For the left-hand mask I can use basically the same idea. The slope is the same and therefore so is d. I just need offset my point from the lower-left corners of stripes instead of from C. Those have coordinates (-7.5, 0.5) (upper stripe) and (-7.5, -1.5) (lower stripe). So that would call for two independent rules for the two stripes. However, note that all points affected by the lower mask are in the lower stripe and hence have negative y. And all points affected by the upper mask have positive y.

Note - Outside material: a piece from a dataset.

PR #503, opened 2018-06-06
 rebase--interactive: rewrite the edit-todo functionality to C

agrn:
This rewrites the edit-todo functionality from shell to C. This is part of the effort to rewrite interactive rebase in C.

So I can simply switch my offset using Sign[y] which is 1 for positive and -1 for negative y. So my offset point becomes (-7.5, -0.5 + Sign[y]). Otherwise the mask works just like the right-hand mask. Of course, this time the projection needs to be negative. So, naively that would be something like RH-projection > 0 && LH-projection < 0 (which is also what I originally had in the code). But we can shorten this, because multiplying a positive and a negative number has to give a negative number, so it's just RH * LH < 0 (where RH and LH are the respective projections).
That's it. Putting it all together leads to the following logical structure:
(
(is_in_circle || is_in_stripe)
&&
is_between_left_and_right_mask
)
||
(
is_in_circle && left_of_edge
)
Just to be clear, the coordinates in my explanation refer to the construction diagram given in the challenge. As mentioned above my code actually multiplies all of them by 2 - I changed it to save bytes, but the byte count is actually identical, and I couldn't be bothered to revert the change again. Also integers look nicer.